Prior authorization review by eviCore Healthcare when you use an out-of-network facility or provider for advanced imaging services
As a Horizon Blue Cross Blue Shield of New Jersey (Horizon BCBSNJ) member, you have access to our vast network of doctors, specialists, hospitals and facilities to help you get the care you need, when you need it.
When you receive certain advanced imaging services, your doctor will get prior authorization (PA) to ensure the services are approved as medically necessary, and are safe and appropriate for your care. Advanced imaging services in our Radiology/Cardiology Imaging Services program include:
Prior authorization requests are submitted by your doctor or facility to eviCore Healthcare (eviCore), our Radiology/Cardiology Imaging Services program administrator, who manages PA review and approval on behalf of Horizon BCBSNJ. Members that don’t have out-of-network benefits need to receive advanced imaging services at participating facilities within Horizon BCBSNJ’s network.
Prior authorization requirements for health plans with out-of-network benefits
Beginning April 1, 2021, if your health plan includes out-of-network benefits, and you choose to use them for advanced imaging services, you or the nonparticipating facility or provider will be required to request prior authorization/medical necessity review through eviCore before you receive services. This will allow eviCore and Horizon BCBSNJ to ensure that our standards of medical necessity and safety are applied to your care, regardless of where services are received. If a PA request is not approved, and you receive advanced imaging services, you will have to pay the entire cost of the services provided. Members are therefore advised to be sure that their physician has obtained eviCore’s prior authorization approval prior to receiving any of the above advanced imaging services.
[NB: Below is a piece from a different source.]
PR #1828, opened 2021-06-18
fix: don't patch after each character change in name

mdulat:


components/d2l-activity-editor/d2l-activity-score-editor.js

This requirement applies to advanced imaging services provided at nonparticipating facilities located within Horizon BCBSNJ’s local service area¹ for members enrolled in fully insured commercial plans, as well as Administrative Services Only (ASO) group plans that have opted-in to the eviCore Radiology/Cardiology Imaging Services program that include out-of-network benefits. If you’re not sure this requirement applies to you, please check with your company’s benefits administrator.
Using your out-of-network benefits
If your Horizon BCBSNJ plan includes out-of-network benefits, your doctor must first talk to you about using a nonparticipating facility or provider and ask you to sign a completed copy of our Consent for Referral to an Out-of-Network Provider form.
Remember, you can keep your out-of-pocket costs low by using an in-network doctor and facility. If you have questions about the prior authorization requirement for advanced imaging services, or need help finding an in-network doctor or facility, please contact Member Services.
1Horizon BCBSNJ’s local service area includes all counties in New Jersey; Kent, New Castle and Sussex counties in Delaware; Bronx, Kings, New York, Orange, Richmond, Rockland and Westchester counties in New York; Bucks, Delaware, Lehigh, Monroe, Northampton, Philadelphia and Pike counties in Pennsylvania.